Excerpts from a dataset:
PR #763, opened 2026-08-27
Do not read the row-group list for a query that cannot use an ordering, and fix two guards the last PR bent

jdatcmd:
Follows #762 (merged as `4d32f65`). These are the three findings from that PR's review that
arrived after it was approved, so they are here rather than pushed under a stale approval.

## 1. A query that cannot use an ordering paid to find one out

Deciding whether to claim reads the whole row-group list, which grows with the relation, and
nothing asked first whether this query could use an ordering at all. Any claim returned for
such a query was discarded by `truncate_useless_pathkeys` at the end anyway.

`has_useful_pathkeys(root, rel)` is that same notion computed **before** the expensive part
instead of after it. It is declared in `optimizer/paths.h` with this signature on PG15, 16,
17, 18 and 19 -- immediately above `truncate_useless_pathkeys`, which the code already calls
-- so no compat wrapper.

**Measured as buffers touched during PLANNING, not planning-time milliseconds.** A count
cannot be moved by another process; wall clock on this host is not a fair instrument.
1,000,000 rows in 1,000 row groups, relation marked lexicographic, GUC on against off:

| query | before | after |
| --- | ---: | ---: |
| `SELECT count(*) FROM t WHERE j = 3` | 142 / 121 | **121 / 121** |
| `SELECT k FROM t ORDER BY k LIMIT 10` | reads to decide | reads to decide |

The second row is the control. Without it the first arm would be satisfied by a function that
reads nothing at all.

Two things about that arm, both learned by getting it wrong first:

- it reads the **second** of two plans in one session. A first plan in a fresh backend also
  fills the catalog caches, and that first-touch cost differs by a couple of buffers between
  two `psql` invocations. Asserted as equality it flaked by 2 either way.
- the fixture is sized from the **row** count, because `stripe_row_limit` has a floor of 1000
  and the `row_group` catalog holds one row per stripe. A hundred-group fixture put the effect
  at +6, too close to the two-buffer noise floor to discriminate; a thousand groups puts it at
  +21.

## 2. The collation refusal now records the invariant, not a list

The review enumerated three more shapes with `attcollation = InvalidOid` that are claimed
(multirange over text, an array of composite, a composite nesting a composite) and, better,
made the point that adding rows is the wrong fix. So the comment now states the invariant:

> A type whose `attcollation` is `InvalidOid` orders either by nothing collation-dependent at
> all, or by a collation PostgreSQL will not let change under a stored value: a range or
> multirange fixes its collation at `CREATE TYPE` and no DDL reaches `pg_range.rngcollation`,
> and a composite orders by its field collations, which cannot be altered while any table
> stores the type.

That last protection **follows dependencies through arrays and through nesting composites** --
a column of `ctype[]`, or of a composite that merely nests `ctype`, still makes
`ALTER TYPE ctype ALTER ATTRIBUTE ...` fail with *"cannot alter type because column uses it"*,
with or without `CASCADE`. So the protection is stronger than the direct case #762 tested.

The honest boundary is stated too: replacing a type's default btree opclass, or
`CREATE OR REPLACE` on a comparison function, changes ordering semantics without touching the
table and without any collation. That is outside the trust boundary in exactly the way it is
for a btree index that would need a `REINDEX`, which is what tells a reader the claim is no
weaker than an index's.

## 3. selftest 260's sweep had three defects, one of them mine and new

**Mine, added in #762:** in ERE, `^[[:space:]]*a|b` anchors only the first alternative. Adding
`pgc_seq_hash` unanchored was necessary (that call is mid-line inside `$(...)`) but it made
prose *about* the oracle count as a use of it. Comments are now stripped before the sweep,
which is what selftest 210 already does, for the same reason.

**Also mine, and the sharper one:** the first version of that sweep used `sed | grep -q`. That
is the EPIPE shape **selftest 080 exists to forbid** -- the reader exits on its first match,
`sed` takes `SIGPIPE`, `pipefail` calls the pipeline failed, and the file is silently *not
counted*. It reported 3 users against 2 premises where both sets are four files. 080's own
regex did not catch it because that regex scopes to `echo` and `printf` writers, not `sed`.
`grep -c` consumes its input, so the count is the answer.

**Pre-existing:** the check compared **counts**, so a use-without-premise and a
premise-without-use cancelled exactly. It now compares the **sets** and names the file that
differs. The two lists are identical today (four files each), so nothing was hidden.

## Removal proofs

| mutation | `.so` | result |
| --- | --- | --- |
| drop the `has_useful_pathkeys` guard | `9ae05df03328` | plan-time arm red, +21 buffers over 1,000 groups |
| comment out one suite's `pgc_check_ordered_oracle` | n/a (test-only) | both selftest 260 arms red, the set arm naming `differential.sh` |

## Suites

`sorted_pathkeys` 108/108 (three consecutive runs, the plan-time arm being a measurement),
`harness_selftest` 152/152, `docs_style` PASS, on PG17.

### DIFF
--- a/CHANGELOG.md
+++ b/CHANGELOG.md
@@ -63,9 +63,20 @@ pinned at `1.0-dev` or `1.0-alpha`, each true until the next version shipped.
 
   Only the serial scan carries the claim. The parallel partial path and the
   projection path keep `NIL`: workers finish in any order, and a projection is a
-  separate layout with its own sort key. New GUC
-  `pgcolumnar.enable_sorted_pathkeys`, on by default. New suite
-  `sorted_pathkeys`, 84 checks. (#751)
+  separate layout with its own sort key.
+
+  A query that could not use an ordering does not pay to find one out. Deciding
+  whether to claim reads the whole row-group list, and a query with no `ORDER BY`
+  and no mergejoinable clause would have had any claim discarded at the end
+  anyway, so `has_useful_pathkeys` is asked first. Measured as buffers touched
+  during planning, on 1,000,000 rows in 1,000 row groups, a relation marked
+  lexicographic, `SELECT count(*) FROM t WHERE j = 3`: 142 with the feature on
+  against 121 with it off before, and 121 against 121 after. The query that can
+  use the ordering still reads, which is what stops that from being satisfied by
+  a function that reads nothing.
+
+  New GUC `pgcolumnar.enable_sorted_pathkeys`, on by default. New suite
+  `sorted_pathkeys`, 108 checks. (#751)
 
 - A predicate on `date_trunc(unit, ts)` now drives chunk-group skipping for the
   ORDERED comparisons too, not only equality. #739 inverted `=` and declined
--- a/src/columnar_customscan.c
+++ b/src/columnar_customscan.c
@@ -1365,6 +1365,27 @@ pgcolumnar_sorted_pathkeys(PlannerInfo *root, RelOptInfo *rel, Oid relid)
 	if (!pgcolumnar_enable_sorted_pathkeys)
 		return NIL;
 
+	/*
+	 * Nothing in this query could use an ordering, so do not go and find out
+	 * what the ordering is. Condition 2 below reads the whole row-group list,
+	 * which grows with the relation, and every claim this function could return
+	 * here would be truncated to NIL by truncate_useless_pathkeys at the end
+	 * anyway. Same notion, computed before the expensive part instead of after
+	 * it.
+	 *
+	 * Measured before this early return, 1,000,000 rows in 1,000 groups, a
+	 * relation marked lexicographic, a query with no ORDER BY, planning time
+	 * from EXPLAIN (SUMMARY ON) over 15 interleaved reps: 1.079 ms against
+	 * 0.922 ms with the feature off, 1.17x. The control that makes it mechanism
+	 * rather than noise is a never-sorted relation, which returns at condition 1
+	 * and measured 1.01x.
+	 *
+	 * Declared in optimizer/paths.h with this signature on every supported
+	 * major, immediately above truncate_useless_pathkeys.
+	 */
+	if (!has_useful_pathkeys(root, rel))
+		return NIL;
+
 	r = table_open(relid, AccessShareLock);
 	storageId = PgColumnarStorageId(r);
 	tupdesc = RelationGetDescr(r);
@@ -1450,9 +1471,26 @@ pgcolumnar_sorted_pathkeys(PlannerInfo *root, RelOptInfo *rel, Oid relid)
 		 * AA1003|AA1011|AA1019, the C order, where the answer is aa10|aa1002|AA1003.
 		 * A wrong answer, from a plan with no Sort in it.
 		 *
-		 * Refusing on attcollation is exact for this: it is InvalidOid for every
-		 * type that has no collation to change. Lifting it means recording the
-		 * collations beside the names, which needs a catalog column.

#### Exercise goal
Only a number is required here: the count of lines in these entries that hold "notion".

#### Problem solution
2